Proof search powers our most advanced programming tools, from type systems, to search tactics for interactive theorem provers, to Datalog-backed program analyses. Although proof search tooling is powerful and now pervasive, debugging it is hard, even for experts. When proof search cannot prove the goal, the programmer’s best source of information is a massive AND–OR graph representing the tool’s internal state during the proof search process. The difficulty of understanding and debugging this vast trace of internal state locks programmers out of exactly the high-assurance automated reasoning tools we want them to adopt.
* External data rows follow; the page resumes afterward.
PR #2307, opened 2022-11-04
N21-402 implement collaborative files page

arnegns:
# Short Description
This PR contains the first implementation of the new collaborative files page.

https://ticketsystem.dbildungscloud.de/browse/N21-221

## Screenshots of UI changes
image
image

## Checklist before merging


src/store/files.ts
```diff
@@ -0,0 +1,159 @@
...
+import { FileTypeResponse } from "@/serverApi/v3/files/file-meta.response";
+import { File, FileType } from "@store/types/file";
+import { filesModule } from "@utils/store-accessor";
+
+@Module({
+	name: "files",
+	namespaced: true,
+	stateFactory: true,
+})
+export default class FilesModule extends VuexModule {
```
uidp, line 13: The name `FilesModule` is quite general for just the collaborative files. Can we find a more specific name an keep the general name for general files when we need it?

src/store/types/file.ts
```diff
@@ -0,0 +1,60 @@
+export enum FileType {
```
uidp, line 1: Naming? See above.

uidp (changes requested):

src/pages/files/FilesOverview.page.vue
```diff
@@ -1,6 +1,140 @@
...
+	},
+	setup() {
+		const { t } = i18n();
+		const { path, params } = useRoute().value;
+
+		const title: Ref<string> = ref(t("pages.files.overview.headline"));
+
+		const breadcrumbs: Ref<Breadcrumb[]> = ref([]);
+
+		const headers: DataTableHeader[] = [
```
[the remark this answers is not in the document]
arnegns: Done

src/components/base/BaseTable/BaseTable.vue
```diff
@@ -0,0 +1,76 @@
+<template>
```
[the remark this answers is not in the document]
Metauriel: It probably makes sense to use the vuetify component. maybe look at the task overview as an example

src/utils/i18n-util.ts
```diff
@@ -0,0 +1,26 @@
+import VueI18n, { Locale } from "vue-i18n";
+import { inject } from "@vue/composition-api";
+import { ChangeLanguageParamsLanguageEnum } from "@/serverApi/v3";
+
+export type TranslationFunction = (key: string) => string;
+
+export function i18n() {
```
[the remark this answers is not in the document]
arnegns: We removed our wrapper for that

src/pages/files/FilesOverview.page.vue
```diff
@@ -1,6 +1,140 @@
...
+
+		switch (currentCategory) {
+			case "cfiles": {
+				title.value = t("pages.files.overview.headline");
+
+				loadFilesFunc = async () => filesModule.fetchFilesOverview();
+				break;
+			}
+			case "teams": {
+				if (pathArray.length == 2) {
```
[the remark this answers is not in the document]
arnegns: We have moved all functions to a file like this

src/serverApi/v3/files/file-meta-list.response.ts
```diff
@@ -0,0 +1,8 @@
+import { FileMetaResponse } from "@/serverApi/v3/files/file-meta.response";
```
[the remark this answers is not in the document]
arnegns: Allright :) We have moved the files to another place. Thanks for the advice

src/store/files.ts
arnegns: We named the module files module because it should be the general files module. As you can see in the screenshot the sidebar entry call "Dateien" and will replace "Meine Dateien".

src/utils/i18n-util.ts
```diff
@@ -0,0 +1,26 @@
...
+		const translateResult = i18nLib?.t(key);
+		if (typeof translateResult === "string") {
+			return translateResult;
+		}
+		return "unknown translation-key:" + key;
+	};
+
+	const locale = (): Locale => {
+		if (i18nLib?.locale === ChangeLanguageParamsLanguageEnum.Ua) {
+			return "uk"; // TODO https://en.wikipedia.org/wiki/List_of_ISO_639-1_codes use everywhere uk (language code)
```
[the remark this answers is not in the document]
arnegns: I dont get what you mean with fallback.. The reason why we needs a mapping from UA to uk is because UA is the country code and uk the language code which is wrongly used in the bildungscloud. We wanted to change this in i18n.js but the codes also come from the server.

src/router/routes.js
```diff
@@ -152,4 +152,16 @@ export const routes = [
...
 		name: "files",
 	},
+	{
+		path: "/cfiles/teams",
+		component: () =>
+			interopDefault(import("@pages/files/FilesOverview.page.vue")),
+		name: "teamfiles",
+	},
+	{
+		path: "/cfiles/teams/:catchAll(.*)",
```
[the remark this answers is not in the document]
arnegns: It has to be that dynamic because we dont know how many folders exists in one team. Maybe we change everything behind the /teams/... to a query param

src/store/files.ts
arnegns: I thought it will replace it for every instance and not only for nds. UX designed a mockup for this.
But its okay for us, then we ll give an other name and then it can be renamed in the future.

src/store/types/file.ts
```diff
@@ -0,0 +1,60 @@
...
+const FileTypeIconMapping = {
+	[FileType.FILE]: FileIcon.FILE,
+	[FileType.PDF]: FileIcon.FILE,
+	[FileType.UNKNOWN]: FileIcon.FILE,
+	[FileType.DIRECTORY]: FileIcon.FOLDER,
+	[FileType.SHARED_DIRECTORY]: FileIcon.SHARED_FOLDER,
+	[FileType.FAVORITES]: FileIcon.FAVORITE,
+};
+
+export class File {
```
OliverHappe: please do not use classes. 

Always use `interface` or `type`.

please move this file to `/store/types` (a better project structure is currently being developed in the frontend arch group atm. let's use the old places even if they are unintuitive for easier refactoring later)

src/components/templates/default-wireframe.types.ts
```diff
@@ -0,0 +1,24 @@
+export type Breadcrumb = {
+	text: string;
+	href?: string;
+	to?: string;
+	disabled?: boolean;
```
OliverHappe, line 5: i htink boolean fields should never be undefined (optional) if we do not have to distinguish between the value being `false` and `undefined`.

src/components/templates/default-wireframe.types.ts
```diff
@@ -0,0 +1,24 @@
...
+};
+
+type FabAction = {
+	icon: String;
+	label: String;
+	href?: String;
+	to?: String;
+	dataTestid?: String;
```
OliverHappe, line 13: dataTestId should always be required. It makes writing tests (esp. e2e-tests) much easier if all elements have an ID

src/components/templates/default-wireframe.types.ts
```diff
@@ -0,0 +1,24 @@
...
+	class?: String;
+	testId?: String;
```
OliverHappe, line 15: what is the difference between testId and dataTestId? I suggest to pick one (preferably `testId`) if they cover the same functionality

src/components/templates/default-wireframe.types.ts
```diff
@@ -0,0 +1,24 @@
...
+	ariaLabel?: String;
+};
+
+export type Fab = {
+	actions?: FabAction[];
```
OliverHappe, line 20: actions should be required. 

instead of not specifying the property we should use an empty array. it gives us stricter typing in components and also does not warrant to check for the properties existance whenever we might want to use Array-Functions

src/store/files.ts
hoeppner-dataport: I see... I think "Files"-MenuItem will replace "My Files"-MenuItem... but this store accesses the collaborativeFiles or NextCloud-Files and should be named this way... and there is/might be another store, that accesses the fileStorage-Service...  and maybe both stores will be used on the files.page in the future.

src/pages/files/file-table-item.ts
```diff
@@ -0,0 +1,10 @@
+export interface FileTableItem {
+	name: string;
+	path: string;
+	icon: {
+		name: string;
+		colored?: boolean;
+	};
+	size: string;
+	lastChanged: Date;
```
OliverHappe, line 9: is this an actual Date instance in the data or just a date string?

We did not have this discussion in the arch group yet but i suggest to not use the Date-Class in interfaces since it is an actual Class instance which is not "clonable" usiong object spread.

Instead i suggest to use a timestamp string in the data. 

@uidp @hoeppner-dataport @odalys-dataport  what do you think?

src/pages/files/FilesOverview.page.vue
```diff
@@ -1,6 +1,129 @@
...
+
+		const locale = (): Locale => {
+			if (i18n.locale === ChangeLanguageParamsLanguageEnum.Ua) {
+				return "uk"; // TODO https://en.wikipedia.org/wiki/List_of_ISO_639-1_codes use everywhere uk (language code)
+			}
+			return i18n.locale || "de";
+		};
+
+		const timesAgo = (value: Date): string => {
+			return moment(value).locale(locale()).fromNow();
```
OliverHappe, line 104: could you please verify that this function is called only on the initial render of the page and does not refresh constantly?

src/pages/files/FilesOverview.page.vue
```diff
@@ -1,6 +1,129 @@
...
+		};
+
+		const router: VueRouter = useRouter();
+		const click = function (item: FileTableItem): void {
```
OliverHappe, line 108: please use fat-arrow syntax like in line 101

src/pages/files/file-table-utils.ts
```diff
@@ -0,0 +1,138 @@
...
+import { Breadcrumb } from "@components/templates/default-wireframe.types";
+
+export type FilesPage = {
+	title: string;
+	breadcrumbs: Breadcrumb[];
+	loadFilesFunction: () => Promise<void>;
+};
+
+export function getHeaders(t: (key: string) => string): DataTableHeader[] {
+	return [
```
OliverHappe, line 18: I do not think that moving component related business logic to another TS file is a good practice in view. 

I suggest to either 

**A**

Keep these functions in the component. It is ok for Smart components to include business logic.

**B**

Create a [Composable](https://vuejs.org/guide/reusability/composables.html) covering this business logic. 

or **C**

create subcomponents for the different tabs

**Edit**: lets discuss tomorrow which way is the best for us. :)

------
keep in mind that everything that is exported here, currently is exported on a global scope within the whole project.

Functions should be named according to the scope they are relevant for. e.g. `getDeepBreadcrumbs` sounds like a quite generic implementation to create a breadcrumb format based on a string-Array. But in the implementation here it is clear that it is only supposed to be used in the context of the Files-Subpage. We have to careful with global exports (read: any exports) until a better project structure is in place.

src/pages/files/file-table-utils.ts
```diff
@@ -0,0 +1,138 @@
+import { File, FileType } from "@store/types/file";
+import { FileTableItem } from "@pages/files/file-table-item";
+import { filesModule } from "@utils/store-accessor";
+import { Route } from "vue-router";
+import { DataTableHeader } from "vuetify";
+import { Breadcrumb } from "@components/templates/default-wireframe.types";
+
+export type FilesPage = {
```
OliverHappe, line 11: I think FilesPage as a type name is a bit unfortunate. It can easily be confused with the type of a FilesPage component. 

I suggest `FilesPageConfig` since this closer describes what this object actually contains. Configurational data for the view of a FilesPage :)

src/pages/files/file-table-utils.ts
arnegns: As we discussed, we build a composable

src/pages/files/file-table-utils.ts
arnegns: Good suggestion :)

src/pages/files/FilesOverview.page.vue
arnegns: I verified this :)

src/pages/files/file-table-utils.composable.ts
```diff
@@ -0,0 +1,194 @@
...
+					text: t("pages.files.overview.headline"),
+					to: "/cfiles/",
+				},
+			],
+			loadFilesFunction: async () => collaborativeFilesModule.fetchTeams(),
+		};
+	}
+
+	function getTeamsPage(
+		t: (key: string) => string,
```
OliverHappe, line 104: can we think of usecases where it is useful to give different implementations of the translate function? 

if not it might be cleaner to supply t once to the composable and bind it in the composables internal scope.

src/pages/files/file-table-utils.composable.ts
```diff
@@ -0,0 +1,194 @@
...
+	FileMetaResponse,
+	FileTypeResponse,
+} from "@store/collaborative-files/file-meta.response";
+import { FilesPageConfig } from "@pages/files/file-page-config.type";
+import CollaborativeFilesModule from "@store/collaborative-files";
+
+export function fileTableComposable(
+	collaborativeFilesModule: CollaborativeFilesModule
+) {
+	function getHeaders(t: (key: string) => string): DataTableHeader[] {
```
uidp, line 21: Functions should be defined consistently using the arrow notation like `const doStuff = () => {}` and not like `function doStuff() {}`. We do not have a linter rule for that yet.

src/pages/files/file-table-utils.composable.ts
```diff
@@ -0,0 +1,194 @@
...
+import { Breadcrumb } from "@components/templates/default-wireframe.types";
+import { FileMetaListResponse } from "@store/collaborative-files/file-meta-list.response";
+import {
+	FileMetaResponse,
+	FileTypeResponse,
+} from "@store/collaborative-files/file-meta.response";
+import { FilesPageConfig } from "@pages/files/file-page-config.type";
+import CollaborativeFilesModule from "@store/collaborative-files";
+
+export function fileTableComposable(
```
OliverHappe, line 18: composable naming convention as suggested by vue is `use<FeatureName>` so i suggest to rename this to  `useFileTableUtils`

src/router/guards/permission.guard.ts
```diff
@@ -0,0 +1,16 @@
...
+
+export function createPermissionGuard(
+	permission: string,
+	fallbackRoute: string
+): NavigationGuard {
+	return (to: Route, from: Route, next: NavigationGuardNext) => {
+		if (authModule.getUserPermissions.includes(permission)) {
+			next();
+		} else {
+			next(fallbackRoute);
```
uidp, line 13: Shouldn't we display an error page instead of quietly redirecting to another page if the user doesn't have the right permissions to access a route?

uidp (changes requested):

src/components/templates/default-wireframe.types.ts
```diff
@@ -0,0 +1,24 @@
...
+	label: String;
+	href?: String;
+	to?: String;
+	dataTestid?: String;
+	class?: String;
+	testId?: String;
+	ariaLabel?: String;
+};
+
+export type Fab = {
```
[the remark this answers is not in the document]
arnegns: Honestly I cant answer these questions. 
In this case we only moved all types which were defined in the component. We only wanted to reuse the Breadcrumb. If you want we revert this change and only move the breadcrumb.

OliverHappe (approved):

src/pages/files/FilesOverview.page.vue
```diff
@@ -1,6 +1,130 @@
...
+
+		const route: Route = useRoute().value;
+		const filesPage: FilesPageConfig = getFilesPageForRoute(t, route);
+
+		const title: Ref<string> = ref(filesPage.title);
+		const breadcrumbs: Ref<Breadcrumb[]> = ref(filesPage.breadcrumbs);
+
+		const locale = (): Locale => {
+			if (i18n.locale === ChangeLanguageParamsLanguageEnum.Ua) {
+				return "uk"; // TODO https://en.wikipedia.org/wiki/List_of_ISO_639-1_codes use everywhere uk (language code)
```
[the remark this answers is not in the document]
arnegns: I hope it is temporary but not because the translation is missing, more because the usage is wrong. Not only in client, also in the server

src/router/guards/permission.guard.ts
OliverHappe: i think that behavior is in development in our sprint right now? 

maybe we approve this routeguard and refactor it to use the new pattern for permission error pages once it is done?

src/pages/files/file-table-utils.composable.ts
arnegns: Thanks for the advice :)

OliverHappe (approved):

We propose a new formulation of proof search debugging, which: (i) views AND–OR graphs as a partial representations of the underlying proof system, (ii) treats debugging as a process of applying modifications to this proof system, and (iii) uses a debugging tool to solicit these modifications until the resulting proof system proves the original goal. This approach unifies decades of ad-hoc strategies in a single general-purpose framework and is applicable to the diverse range of programming tools that use proof search. Our framework can express existing “why-not” debugging strategies as well as new strategies, and we evaluate such strategies on 284 AND–OR graphs. We find that a strategy that enforces a property called Strong Soundness reduces the number of decisions by 1.4×–3.2× compared to an unsound baseline, and a new property we call Strong Completeness Modulo Observability enables pruning to further reduce decisions by 1.0×–2.8× for an overall reduction of 2.0×–3.8×.